- WORK ORDER -
From the entries below, copy every line that has the word "everything".
*** SUPPLIED RECORDS Section Begins ***
PR #310, opened 2024-06-07
Add headless components and shadcn example

blakezimmerman:
This PR adds some headless components and utility functions to `@aptos-labs/wallet-adapter-react` to make it easier to build custom wallet connect UIs. This PR also overhauls the wallet adapter demo dapp by rewriting it with Next.js v14 and shadcn/ui (bringing mobile-responsiveness and dark mode). The shadcn/ui wallet selector serves as an example for using the newly added headless components and utils.

https://github.com/aptos-labs/aptos-wallet-adapter/assets/25761639/bdd67ffa-0fd5-4076-8135-4e448d5623a3


packages/wallet-adapter-react/src/utils.tsx
```diff
@@ -0,0 +1,45 @@
+import {
+  AptosStandardSupportedWallet,
+  Wallet,
+  WalletReadyState,
+  isRedirectable,
+} from "@aptos-labs/wallet-adapter-core";
+
+export type AptosWallet = Wallet | AptosStandardSupportedWallet<string>;
```
0xmaayan: that could live on the core package? and then any package can import it

apps/shadcn-example/src/components/wallet-connection/connect-wallet.tsx
```diff
@@ -0,0 +1,78 @@
+import {
```
0xmaayan: any reason we dont simply include it in the main demo dapp?

apps/shadcn-example/src/components/wallet-connection/connect-wallet.tsx
```diff
@@ -0,0 +1,78 @@
...
+  AptosWallet,
+  WalletItem,
+  isInstallRequired,
```
0xmaayan: what is the end dev experience when using the shadcn selector modal? I would expect the user dont need to do everything we see here on the example dapp.

I can imagine something like, on the dapp side,
```
import {WalletSelector} from "@aptos-labs/wallet-adapter-react"
```
and then WalletSelector just holds everything (same as current antd), with probably properties we can provide to it.

Is this what you expect? or you have something else in mind?

packages/wallet-adapter-react/src/utils.tsx
blakezimmerman: That's a good idea, I'll move it there

apps/shadcn-example/src/components/wallet-connection/connect-wallet.tsx
blakezimmerman: So right now, if you're using shadcn, you would pretty much just copy all the code from this directory into your app and ensure you install all the shadcn components it makes use of. Ideally, we would have an `@aptos-labs/wallet-adapter-shadcn` package that handles that for you, but since shadcn is a CLI and not an actual NPM package, I would have to think more about how that would work.

The goal of the `WalletItem` headless component and its associated utility functions is to make creating custom wallet selectors easier without asserting any design decisions. It's still a very low-level abstraction and there's a lot more we can build on top of it. The benefit is that you can reuse your own dialog implementation or choose not to use a dialog at all (for example, Find Out had a wallet connect page instead of a dialog).

I'll try to make this more clear in the documentation, but these headless components are building blocks for making a wallet adapter with your own design system rather than a single component you just drop in your app. In the future, we can use these building blocks to quickly create more packages like maybe an `@aptos-labs/wallet-adapter-ark-ui`, which would be closer to a single component that you drop into your app since Ark UI provides dialog, collapsible, and dropdown menu components.

0xmaayan: any reason not getting the example code as is into a@aptos-labs npm package, and have the end user simply import the WalletItem & co? there is a bigger vision to it and it sounds interesting but I think meanwhile we can wrap it all in a package to ease the end dev experience (without expecting the end dev to add more shadcn component to it, etc)

blakezimmerman: I thought about this a bit over the weekend, and unfortunately I don't think it would make sense to wrap this shadcn wallet selector in a package. At the start of the [shadcn docs](https://ui.shadcn.com/docs#:~:text=This%20is%20NOT%20a%20component%20library.%20It%27s%20a%20collection%20of%20re%2Dusable%20components%20that%20you%20can%20copy%20and%20paste%20into%20your%20apps.), they state:

> This is NOT a component library. It's a collection of re-usable components that you can copy and paste into your apps.

Copy/Paste and code ownership are the core philosophies of shadcn. I was looking at 3rd party shadcn-based components and they all basically say "just copy this file to your components directory". Shadcn isn't like most UI tools, and serves more of a starting point for your UI rather than a be-all and end-all solution.

To make the process simpler, I put the `WalletSelector` component in a single ~150 line `wallet-selector.tsx` that users can copy into their app. Also, I updated the `README.md` of this app with step-by-step instructions. In those instructions I provide a single command they can run to ensure they have all the prerequisite components:

```bash
npx shadcn-ui@latest add button collapsible dialog dropdown-menu toast
```

If you think about these wallet adapter UIs as a sliding scale from simplicity to customizability, our MUI and AntD packages are at the far end of simplicity and the solution in this PR is at the far end of customizability. If you just want to drop a component into your app and call it a day, the MUI and AntD packages are still the go-to solutions. If you want to roll your own wallet selector with your app's styles and existing dialog component, then the `WalletItem` headless component and new utility functions will greatly simplify that.

With all that being said, once I finish all of the headless components for handling Aptos Connect, I do plan on adding a new package to this repo that sits at the middle of the scale between simplicity and customizability. It will export a single `WalletSelector` component and include it's own implementation of a dialog, dropdown menu, collapsible, etc. The goal is to eventually build up this mildly opinionated package to something like [Family ConnectKit](https://docs.family.co/connectkit/theming).

packages/wallet-adapter-react/src/utils.tsx
blakezimmerman: I just realized that `@aptos-labs/wallet-standard` already exports an interface called `AptosWallet`. Any idea what we should call this instead?

0xmaayan: `AnyAptosWallet`? 😄

apps/shadcn-example/src/components/wallet-selector.tsx
```diff
@@ -0,0 +1,145 @@
...
+
+import {
+  AptosWallet,
+  WalletItem,
+  isInstallRequired,
+  partitionWallets,
+  truncateAddress,
+  useWallet,
+} from "@aptos-labs/wallet-adapter-react";
+import { ChevronDown, Copy, LogOut } from "lucide-react";
```
kaw2k: Is this a package included in the shadcn installation?

apps/shadcn-example/src/components/wallet-connection/connect-wallet.tsx
kaw2k: This makes sense to me. Anyone already familiar with shadcn won't be daunted by these steps. In the absence of a CLI tool, perhaps in addition to linking to the file you could include a `curl` command a user could copy and paste. Just an idea.

apps/shadcn-example/.eslintrc.json
```diff
@@ -0,0 +1,4 @@
+{
```
0xmaayan: I think I had a comment on that before, but any reason we dont simply include it in the existing demo dapp instead of creating a new example?

apps/shadcn-example/src/components/wallet-selector.tsx
blakezimmerman: Yes, it's the default icon pack that's included with shadcn

packages/wallet-adapter-react/src/utils.tsx
blakezimmerman: That's good enough for me. I added that type to wallet-core

apps/shadcn-example/.eslintrc.json
blakezimmerman: I figured that having a standalone shadcn example would be easier to understand from a user standpoint if they just want to add a wallet selector to their own shadcn app. Also, I would have to make a decent amount of changes to the existing demo dapp to add the light/dark mode switcher, and I wasn't sure if adding tailwind and all the shadcn components would make the dapp seem too busy.

Let me know what you think though. I probably could still merge them together.

apps/shadcn-example/src/components/wallet-connection/connect-wallet.tsx
blakezimmerman: I replied to your later comment on this

apps/shadcn-example/.eslintrc.json
0xmaayan: that makes sense. the idea for the demo dapp is 1) show users how they can use the adapter and 2) have a live site users can go to and see how everything works https://aptos-labs.github.io/aptos-wallet-adapter/

We can either have it all in one site or maybe have 2 different demo sites (which seems to much imo)

packages/wallet-adapter-core/src/WalletCore.ts
```diff
@@ -83,6 +83,8 @@ import { aptosStandardSupportedWalletList } from "./AIP62StandardWallets/registr
 
 export type IAptosWallet = AptosStandardWallet & Wallet;
 
+export type AnyAptosWallet = Wallet | AptosStandardSupportedWallet;
```
0xmaayan, line 89: could we add a comment explaining what this type is for

packages/wallet-adapter-react/CHANGELOG.md
```diff
@@ -1,5 +1,16 @@
 # @aptos-labs/wallet-adapter-react
 
+## 3.1.6
+
+### Minor Changes
+
+- cb8acd1: Added the following headless React component and some utility functions to simplify the creation of new wallet adapter UIs:
```
0xmaayan: have you added it manually? we shouldn't. 

the way we handle changelog and releases is with changeset  https://github.com/aptos-labs/aptos-wallet-adapter/blob/main/CONTRIBUTING.md#changesets

packages/wallet-adapter-react/package.json
```diff
@@ -41,11 +41,12 @@
     "@types/react": "^18.0.17",
     "@types/react-dom": "^18.0.6",
     "eslint": "^8.15.0",
-    "typescript": "^4.5.3",
-    "tsup": "^5.10.1"
+    "tsup": "^5.10.1",
+    "typescript": "^4.5.3"
```
0xmaayan, line 45: need to revert, this whole things should be handled with changeset

packages/wallet-adapter-react/CHANGELOG.md
blakezimmerman: Oops, I'll actually read the contributing doc and do it the right way

apps/shadcn-example/.eslintrc.json
blakezimmerman: That sounds fair. I'll re-style the deployed example dapp with shadcn and then delete the one I created. The MUI and AntD buttons will still stay obviously.

packages/wallet-adapter-core/src/WalletCore.ts
blakezimmerman: Just added a JSDoc to the type

apps/shadcn-example/.eslintrc.json
blakezimmerman: I just pushed a commit to merge the two examples together.

packages/wallet-adapter-core/src/WalletCore.ts
0xmaayan: nit: this can live under a `type` file https://github.com/aptos-labs/aptos-wallet-adapter/blob/main/packages/wallet-adapter-core/src/AIP62StandardWallets/types.ts

0xmaayan (commented):
lgtm. just need changesets and it is ready to go

kent-white (approved):
i only skimmed through the wallet-adapter-react piece. That seems good to me

packages/wallet-adapter-react/CHANGELOG.md
blakezimmerman: The changesets have been added

0xmaayan (approved):
nice!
*** SUPPLIED RECORDS Section Ends ***
- RESULT OF THE TASK -
0xmaayan: what is the end dev experience when using the shadcn selector modal? I would expect the user dont need to do everything we see here on the example dapp.
and then WalletSelector just holds everything (same as current antd), with probably properties we can provide to it.
0xmaayan: that makes sense. the idea for the demo dapp is 1) show users how they can use the adapter and 2) have a live site users can go to and see how everything works https://aptos-labs.github.io/aptos-wallet-adapter/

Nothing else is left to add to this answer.